**Information**
PR #218, opened 2015-10-08
erlcloud_s3 module now uses signv4

lilrooness:
### Problem
- Amazon s3 uses some different approach to sign their requests

### Solution
- Amended to work with Amazon s3

### DIFF
--- a/include/erlcloud_aws.hrl
+++ b/include/erlcloud_aws.hrl
@@ -1,88 +1,88 @@
 -record(aws_config, {
-  as_host="autoscaling.amazonaws.com"::string(),
-  ec2_host="ec2.amazonaws.com"::string(),
-  iam_host="iam.amazonaws.com"::string(),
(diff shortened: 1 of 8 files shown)


include/erlcloud_aws.hrl
```diff
@@ -6,9 +6,11 @@
           s3_scheme="https://"::string(),
           s3_host="s3.amazonaws.com"::string(),
           s3_port=80::non_neg_integer(),
+          s3_follow_redirect=false::boolean(),
```
motobob: this if for other feature namely support for S3 follow redirect. please amend it for this PR

motobob:
this is part and preparation for #215

alexturkin:
I think it is better to move  s3-related changes into separated s3-related PR.

I've created  https://github.com/gleber/erlcloud/pull/219 removing them and also other things you've commented here.

@lilrooness please close this PR

PR #219, opened 2015-10-09
erlcloud_aws changes, merging code from alertlogic repo

alexturkin:
this PR is part and preparation for https://github.com/gleber/erlcloud/pull/215

the purpose of this PR is mostly to commit common changes from `erlcloud_aws` module which will simplify further PRs to come

### What's changed? 
* adding x-amz-content-sha256 to header for signv4 (it will be needed for s3 related changes in further s3-related PRs)
* refactoring: move common code for retrieving region for host to one place
* https://github.com/alertlogic/erlcloud/pull/20 - added Reporting of AWS statuses using

All further PRs are expected to be as one PR per each AWS service.

### DIFF
--- a/src/erlcloud_aws.erl
+++ b/src/erlcloud_aws.erl
@@ -433,24 +433,45 @@ authorization(Config, CredentialScope, SignedHeaders, Signature) ->
 
 %% This function fetches http://status.aws.amazon.com/data.json
 %% and examine "current" section for on going AWS issues/failures.
--spec get_service_status(string()) -> ok | list().
-get_service_status(ServiceName) when is_list(ServiceName) ->
-    {ok, Json} = aws_request_form(
-        get, "http", "status.aws.amazon.com", undefined, 
+%% Example of a return status:
+%% [{<<"service_name">>,
+%%   <<"Amazon Elastic Compute Cloud (Frankfurt)">>},
+%%  {<<"summary">>,<<"[RESOLVED] Internet Connectivity ">>},
+%%  {<<"date">>,<<"1436972949">>},
+%%  {<<"status">>,1},
+%%  {<<"details">>,<<>>},
+%%  {<<"description">>,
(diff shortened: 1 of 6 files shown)


src/erlcloud_aws.erl
```diff
@@ -194,15 +202,23 @@ format_timestamp({{Yr, Mo, Da}, {H, M, S}}) ->
 default_config() ->
     case get(aws_config) of
         undefined ->
-            #aws_config{access_key_id=os:getenv("AWS_ACCESS_KEY_ID"),
-                        secret_access_key=os:getenv("AWS_SECRET_ACCESS_KEY")};
+            AccessKeyId = case os:getenv("AWS_ACCESS_KEY_ID") of
+                              false -> "";
```
ransomr: Is there a reason that access_key_id needs to be a string? It seems like `undefined` would be a more conventional value if it isn't set, and would be less likely to break things like guard tests that look for lists.

src/erlcloud_aws.erl
```diff
@@ -409,9 +424,54 @@ signing_key(Config, Date, Region, Service) ->
...
+            lists:any(
+                fun(InputService)-> 
+                    ServiceNameBin = list_to_binary(InputService),
+                    ServiceNameLen = byte_size(ServiceNameBin),
+                    case proplists:get_value(<<"service">>, S) of 
+                        <<ServiceNameBin:ServiceNameLen/binary, _/binary>> -> true;
+                        _ -> false
+                    end
+                end, 
+            ServiceNames)
```
ransomr: please fix indent - `ServiceNames` and `Statuses` should match corresponding `fun`

src/erlcloud_aws.erl
alexturkin: agree. I'm not sure there was specific reason for that. Anyway, tests are fine with that both in your repo and ours, so I've changed this to be undefined

src/erlcloud_aws.erl
alexturkin: ok

alexturkin:
@ransomr I've addressed your comments, please take a look.

We have a bunch of branches coming up with a lot of other changes, but they're based on this ones, so after this will be merged, there will be a lot of other PRs :)

ransomr:
Thank you very much for the contributions - looking forward to the rest of it.

PR #228, opened 2015-11-03
Set explicit version on dependencies

ransomr:


motobob:
@ransomr just noticed this when was trying to merge upstream. 
was there any specific reason for the change? any observed issues?

ransomr:
Referencing master (instead of a tagged release) means erlcloud could have relied on untested or broken code. I don't think there was an issue at the time I made this change, but there have been in the past where erlcloud has broken as a result of changes in dependencies.

PR #229, opened 2015-11-06
Added get/list/describe api bindings in new erlcloud_cloudformation module

lilrooness:
### Problem
* Would like to be able to call get/list/describe functions for aws cloudformation

### Solution
* New Cloudformation module with all non PUT/DELETE API functions


ransomr:
thanks for the contribution - great to have some cloudformation support.

PR #232, opened 2015-11-25
Return AZ information in DescribeSpotPriceHistory response

sportlane:
Different AZ's have different spot price history. New API version returns that information in the response.


ransomr:
Thanks for the contribution.

PR #623, opened 2019-11-06
allow raw options to be set and MFA use

motobob:
@nalundgaard @kkuzmin take a look.

this is raw and unfinished but want to get feedback before processing.

### DIFF
--- a/src/erlcloud_sts.erl
+++ b/src/erlcloud_sts.erl
@@ -9,6 +9,7 @@
 -endif.
 
 -export([assume_role/4, assume_role/5,
+         assume_role/2,
          get_caller_identity/1,
          get_federation_token/3,
          get_federation_token/4]).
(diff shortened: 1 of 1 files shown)


src/erlcloud_sts.erl
```diff
@@ -9,6 +9,7 @@
 -endif.
 
 -export([assume_role/4, assume_role/5,
+         assume_role/2,
```
nalundgaard: seems like this should precede `assume_role/4, assume_role/5`

src/erlcloud_sts.erl
```diff
@@ -17,6 +18,18 @@
 -define(UTC_TO_GREGORIAN, 62167219200).
 -define(EXTERNAL_ID_MAX_LEN, 1224).
 
+% See http://docs.aws.amazon.com/STS/latest/APIReference/API_AssumeRole.html
+% Options version of the API allowing MFA and etc access
+%% {"RoleArn", RoleArn},
```
nalundgaard: I like the idea of a /2 arity of `assume_role` that takes options, but I think I'd prefer to pass those as underscore-case atoms (`role_arn`, `role_session_name`, etc.) to be symmetric to the response format. Seems like maybe the `assume_role/2` could extract the options and call `assume_role/7` much as @kkuzmin suggested.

**Instructions for the task**
Exact copies of all the entries above are to be printed.

**Answer box**
PR #218, opened 2015-10-08
erlcloud_s3 module now uses signv4

lilrooness:
### Problem
- Amazon s3 uses some different approach to sign their requests

### Solution
- Amended to work with Amazon s3

### DIFF
--- a/include/erlcloud_aws.hrl
+++ b/include/erlcloud_aws.hrl
@@ -1,88 +1,88 @@
 -record(aws_config, {
-  as_host="autoscaling.amazonaws.com"::string(),
-  ec2_host="ec2.amazonaws.com"::string(),
-  iam_host="iam.amazonaws.com"::string(),
(diff shortened: 1 of 8 files shown)


include/erlcloud_aws.hrl
```diff
@@ -6,9 +6,11 @@
           s3_scheme="https://"::string(),
           s3_host="s3.amazonaws.com"::string(),
           s3_port=80::non_neg_integer(),
+          s3_follow_redirect=false::boolean(),
```
motobob: this if for other feature namely support for S3 follow redirect. please amend it for this PR

motobob:
this is part and preparation for #215

alexturkin:
I think it is better to move  s3-related changes into separated s3-related PR.

I've created  https://github.com/gleber/erlcloud/pull/219 removing them and also other things you've commented here.

@lilrooness please close this PR

PR #219, opened 2015-10-09
erlcloud_aws changes, merging code from alertlogic repo

alexturkin:
this PR is part and preparation for https://github.com/gleber/erlcloud/pull/215

the purpose of this PR is mostly to commit common changes from `erlcloud_aws` module which will simplify further PRs to come

### What's changed? 
* adding x-amz-content-sha256 to header for signv4 (it will be needed for s3 related changes in further s3-related PRs)
* refactoring: move common code for retrieving region for host to one place
* https://github.com/alertlogic/erlcloud/pull/20 - added Reporting of AWS statuses using

All further PRs are expected to be as one PR per each AWS service.

### DIFF
--- a/src/erlcloud_aws.erl
+++ b/src/erlcloud_aws.erl
@@ -433,24 +433,45 @@ authorization(Config, CredentialScope, SignedHeaders, Signature) ->
 
 %% This function fetches http://status.aws.amazon.com/data.json
 %% and examine "current" section for on going AWS issues/failures.
--spec get_service_status(string()) -> ok | list().
-get_service_status(ServiceName) when is_list(ServiceName) ->
-    {ok, Json} = aws_request_form(
-        get, "http", "status.aws.amazon.com", undefined, 
+%% Example of a return status:
+%% [{<<"service_name">>,
+%%   <<"Amazon Elastic Compute Cloud (Frankfurt)">>},
+%%  {<<"summary">>,<<"[RESOLVED] Internet Connectivity ">>},
+%%  {<<"date">>,<<"1436972949">>},
+%%  {<<"status">>,1},
+%%  {<<"details">>,<<>>},
+%%  {<<"description">>,
(diff shortened: 1 of 6 files shown)


src/erlcloud_aws.erl
```diff
@@ -194,15 +202,23 @@ format_timestamp({{Yr, Mo, Da}, {H, M, S}}) ->
 default_config() ->
     case get(aws_config) of
         undefined ->
-            #aws_config{access_key_id=os:getenv("AWS_ACCESS_KEY_ID"),
-                        secret_access_key=os:getenv("AWS_SECRET_ACCESS_KEY")};
+            AccessKeyId = case os:getenv("AWS_ACCESS_KEY_ID") of
+                              false -> "";
```
ransomr: Is there a reason that access_key_id needs to be a string? It seems like `undefined` would be a more conventional value if it isn't set, and would be less likely to break things like guard tests that look for lists.

src/erlcloud_aws.erl
```diff
@@ -409,9 +424,54 @@ signing_key(Config, Date, Region, Service) ->
...
+            lists:any(
+                fun(InputService)-> 
+                    ServiceNameBin = list_to_binary(InputService),
+                    ServiceNameLen = byte_size(ServiceNameBin),
+                    case proplists:get_value(<<"service">>, S) of 
+                        <<ServiceNameBin:ServiceNameLen/binary, _/binary>> -> true;
+                        _ -> false
+                    end
+                end, 
+            ServiceNames)
```
ransomr: please fix indent - `ServiceNames` and `Statuses` should match corresponding `fun`

src/erlcloud_aws.erl
alexturkin: agree. I'm not sure there was specific reason for that. Anyway, tests are fine with that both in your repo and ours, so I've changed this to be undefined

src/erlcloud_aws.erl
alexturkin: ok

alexturkin:
@ransomr I've addressed your comments, please take a look.

We have a bunch of branches coming up with a lot of other changes, but they're based on this ones, so after this will be merged, there will be a lot of other PRs :)

ransomr:
Thank you very much for the contributions - looking forward to the rest of it.

PR #228, opened 2015-11-03
Set explicit version on dependencies

ransomr:


motobob:
@ransomr just noticed this when was trying to merge upstream. 
was there any specific reason for the change? any observed issues?

ransomr:
Referencing master (instead of a tagged release) means erlcloud could have relied on untested or broken code. I don't think there was an issue at the time I made this change, but there have been in the past where erlcloud has broken as a result of changes in dependencies.

PR #229, opened 2015-11-06
Added get/list/describe api bindings in new erlcloud_cloudformation module

lilrooness:
### Problem
* Would like to be able to call get/list/describe functions for aws cloudformation

### Solution
* New Cloudformation module with all non PUT/DELETE API functions


ransomr:
thanks for the contribution - great to have some cloudformation support.

PR #232, opened 2015-11-25
Return AZ information in DescribeSpotPriceHistory response

sportlane:
Different AZ's have different spot price history. New API version returns that information in the response.


ransomr:
Thanks for the contribution.

PR #623, opened 2019-11-06
allow raw options to be set and MFA use

motobob:
@nalundgaard @kkuzmin take a look.

this is raw and unfinished but want to get feedback before processing.

### DIFF
--- a/src/erlcloud_sts.erl
+++ b/src/erlcloud_sts.erl
@@ -9,6 +9,7 @@
 -endif.
 
 -export([assume_role/4, assume_role/5,
+         assume_role/2,
          get_caller_identity/1,
          get_federation_token/3,
          get_federation_token/4]).
(diff shortened: 1 of 1 files shown)


src/erlcloud_sts.erl
```diff
@@ -9,6 +9,7 @@
 -endif.
 
 -export([assume_role/4, assume_role/5,
+         assume_role/2,
```
nalundgaard: seems like this should precede `assume_role/4, assume_role/5`

src/erlcloud_sts.erl
```diff
@@ -17,6 +18,18 @@
 -define(UTC_TO_GREGORIAN, 62167219200).
 -define(EXTERNAL_ID_MAX_LEN, 1224).
 
+% See http://docs.aws.amazon.com/STS/latest/APIReference/API_AssumeRole.html
+% Options version of the API allowing MFA and etc access
+%% {"RoleArn", RoleArn},
```
nalundgaard: I like the idea of a /2 arity of `assume_role` that takes options, but I think I'd prefer to pass those as underscore-case atoms (`role_arn`, `role_session_name`, etc.) to be symmetric to the response format. Seems like maybe the `assume_role/2` could extract the options and call `assume_role/7` much as @kkuzmin suggested.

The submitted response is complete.